Stored records:
□ □ □
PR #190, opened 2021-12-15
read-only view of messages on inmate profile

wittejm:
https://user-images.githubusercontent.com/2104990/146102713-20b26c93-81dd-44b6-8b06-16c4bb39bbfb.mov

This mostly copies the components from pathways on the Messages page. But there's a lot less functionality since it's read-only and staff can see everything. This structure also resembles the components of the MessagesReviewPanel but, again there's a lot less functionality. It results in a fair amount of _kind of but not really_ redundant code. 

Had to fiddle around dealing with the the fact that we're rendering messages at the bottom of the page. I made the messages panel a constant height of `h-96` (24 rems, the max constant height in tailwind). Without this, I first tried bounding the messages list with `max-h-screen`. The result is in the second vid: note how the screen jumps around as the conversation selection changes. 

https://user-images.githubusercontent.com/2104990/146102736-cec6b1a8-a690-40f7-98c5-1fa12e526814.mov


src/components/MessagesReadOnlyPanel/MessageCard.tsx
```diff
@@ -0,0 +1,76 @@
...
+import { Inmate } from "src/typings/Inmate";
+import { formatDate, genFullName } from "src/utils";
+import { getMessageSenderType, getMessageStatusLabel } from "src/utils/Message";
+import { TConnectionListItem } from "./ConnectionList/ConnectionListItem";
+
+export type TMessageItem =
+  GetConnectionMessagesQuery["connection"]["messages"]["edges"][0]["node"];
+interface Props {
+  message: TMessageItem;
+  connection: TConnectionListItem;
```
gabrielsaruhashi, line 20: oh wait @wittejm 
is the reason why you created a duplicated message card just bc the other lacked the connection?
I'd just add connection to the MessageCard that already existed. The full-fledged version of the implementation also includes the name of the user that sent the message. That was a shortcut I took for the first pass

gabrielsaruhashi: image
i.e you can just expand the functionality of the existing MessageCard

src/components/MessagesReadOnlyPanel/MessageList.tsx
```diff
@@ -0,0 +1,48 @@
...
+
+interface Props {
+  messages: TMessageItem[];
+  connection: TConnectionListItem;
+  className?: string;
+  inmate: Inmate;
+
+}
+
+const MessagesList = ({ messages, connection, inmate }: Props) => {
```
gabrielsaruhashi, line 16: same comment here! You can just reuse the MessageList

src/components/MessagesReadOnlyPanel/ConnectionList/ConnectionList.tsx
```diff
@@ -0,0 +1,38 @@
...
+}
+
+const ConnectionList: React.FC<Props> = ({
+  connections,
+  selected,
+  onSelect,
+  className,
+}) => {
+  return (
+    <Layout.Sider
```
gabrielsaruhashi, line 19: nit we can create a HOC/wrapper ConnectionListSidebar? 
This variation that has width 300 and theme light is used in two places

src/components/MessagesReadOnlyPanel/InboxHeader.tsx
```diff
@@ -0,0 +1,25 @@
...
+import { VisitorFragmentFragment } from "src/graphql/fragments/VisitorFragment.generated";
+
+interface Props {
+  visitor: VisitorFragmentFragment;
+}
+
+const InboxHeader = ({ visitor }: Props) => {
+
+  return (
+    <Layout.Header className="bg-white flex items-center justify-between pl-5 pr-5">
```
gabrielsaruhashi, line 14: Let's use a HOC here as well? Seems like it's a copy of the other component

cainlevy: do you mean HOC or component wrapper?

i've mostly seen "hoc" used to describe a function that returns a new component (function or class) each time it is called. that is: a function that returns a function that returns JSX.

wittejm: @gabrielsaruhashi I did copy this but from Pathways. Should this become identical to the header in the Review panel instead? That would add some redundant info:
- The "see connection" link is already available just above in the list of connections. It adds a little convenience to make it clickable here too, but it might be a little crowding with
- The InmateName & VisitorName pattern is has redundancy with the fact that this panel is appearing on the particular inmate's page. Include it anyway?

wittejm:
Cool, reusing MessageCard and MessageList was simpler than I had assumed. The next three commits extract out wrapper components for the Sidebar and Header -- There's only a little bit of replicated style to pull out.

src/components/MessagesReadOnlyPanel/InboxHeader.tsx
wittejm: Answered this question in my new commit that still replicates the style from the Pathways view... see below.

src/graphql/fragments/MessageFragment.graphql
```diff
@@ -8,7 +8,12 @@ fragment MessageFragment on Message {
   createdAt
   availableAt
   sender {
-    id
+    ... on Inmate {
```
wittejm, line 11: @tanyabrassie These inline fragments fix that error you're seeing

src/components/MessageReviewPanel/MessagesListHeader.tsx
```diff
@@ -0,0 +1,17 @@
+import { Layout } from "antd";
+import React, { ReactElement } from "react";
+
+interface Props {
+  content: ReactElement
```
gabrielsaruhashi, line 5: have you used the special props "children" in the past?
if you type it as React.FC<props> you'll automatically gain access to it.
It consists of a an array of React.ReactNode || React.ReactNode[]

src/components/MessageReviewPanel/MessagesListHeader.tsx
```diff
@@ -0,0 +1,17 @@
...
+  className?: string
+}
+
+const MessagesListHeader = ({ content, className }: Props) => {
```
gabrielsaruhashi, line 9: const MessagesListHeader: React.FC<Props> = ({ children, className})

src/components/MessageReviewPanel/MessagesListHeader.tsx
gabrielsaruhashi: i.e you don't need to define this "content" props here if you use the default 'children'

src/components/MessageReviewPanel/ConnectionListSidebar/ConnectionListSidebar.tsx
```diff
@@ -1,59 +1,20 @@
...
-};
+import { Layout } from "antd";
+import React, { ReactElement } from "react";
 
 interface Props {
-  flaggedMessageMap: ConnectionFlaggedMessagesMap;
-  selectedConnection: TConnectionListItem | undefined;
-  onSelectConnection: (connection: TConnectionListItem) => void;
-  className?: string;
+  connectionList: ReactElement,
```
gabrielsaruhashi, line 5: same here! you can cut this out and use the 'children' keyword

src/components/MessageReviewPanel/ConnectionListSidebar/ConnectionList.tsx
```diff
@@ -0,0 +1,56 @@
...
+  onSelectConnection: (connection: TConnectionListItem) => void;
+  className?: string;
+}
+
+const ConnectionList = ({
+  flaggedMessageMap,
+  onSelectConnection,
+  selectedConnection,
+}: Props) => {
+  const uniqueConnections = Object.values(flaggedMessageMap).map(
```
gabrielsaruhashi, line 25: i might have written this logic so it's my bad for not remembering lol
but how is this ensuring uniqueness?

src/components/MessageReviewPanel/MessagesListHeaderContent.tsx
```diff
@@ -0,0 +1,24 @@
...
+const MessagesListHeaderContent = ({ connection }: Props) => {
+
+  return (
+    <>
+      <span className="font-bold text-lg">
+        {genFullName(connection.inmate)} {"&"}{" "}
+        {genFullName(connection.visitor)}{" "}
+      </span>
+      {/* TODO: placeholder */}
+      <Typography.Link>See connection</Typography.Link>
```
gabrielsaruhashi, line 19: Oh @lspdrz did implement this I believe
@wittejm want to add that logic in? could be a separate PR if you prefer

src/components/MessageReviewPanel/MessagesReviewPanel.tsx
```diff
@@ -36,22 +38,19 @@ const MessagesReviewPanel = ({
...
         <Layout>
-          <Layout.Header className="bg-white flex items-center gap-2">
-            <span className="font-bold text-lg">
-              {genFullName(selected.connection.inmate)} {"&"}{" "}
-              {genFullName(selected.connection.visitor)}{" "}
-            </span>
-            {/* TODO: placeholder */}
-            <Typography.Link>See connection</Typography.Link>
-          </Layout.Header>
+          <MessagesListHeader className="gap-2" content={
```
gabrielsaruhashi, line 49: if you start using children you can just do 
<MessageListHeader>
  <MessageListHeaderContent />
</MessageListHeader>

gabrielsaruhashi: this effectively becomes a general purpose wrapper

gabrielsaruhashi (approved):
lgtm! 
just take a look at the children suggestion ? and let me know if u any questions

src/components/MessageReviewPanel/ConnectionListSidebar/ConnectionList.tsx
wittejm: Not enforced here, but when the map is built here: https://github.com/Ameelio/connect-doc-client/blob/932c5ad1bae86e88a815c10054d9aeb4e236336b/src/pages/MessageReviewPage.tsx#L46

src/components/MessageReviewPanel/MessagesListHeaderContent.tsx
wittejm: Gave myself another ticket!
□ □ □
Read through the entries, then copy every line where the string "onSelectConnection" is found.

-  onSelectConnection: (connection: TConnectionListItem) => void;
+  onSelectConnection: (connection: TConnectionListItem) => void;
+  onSelectConnection,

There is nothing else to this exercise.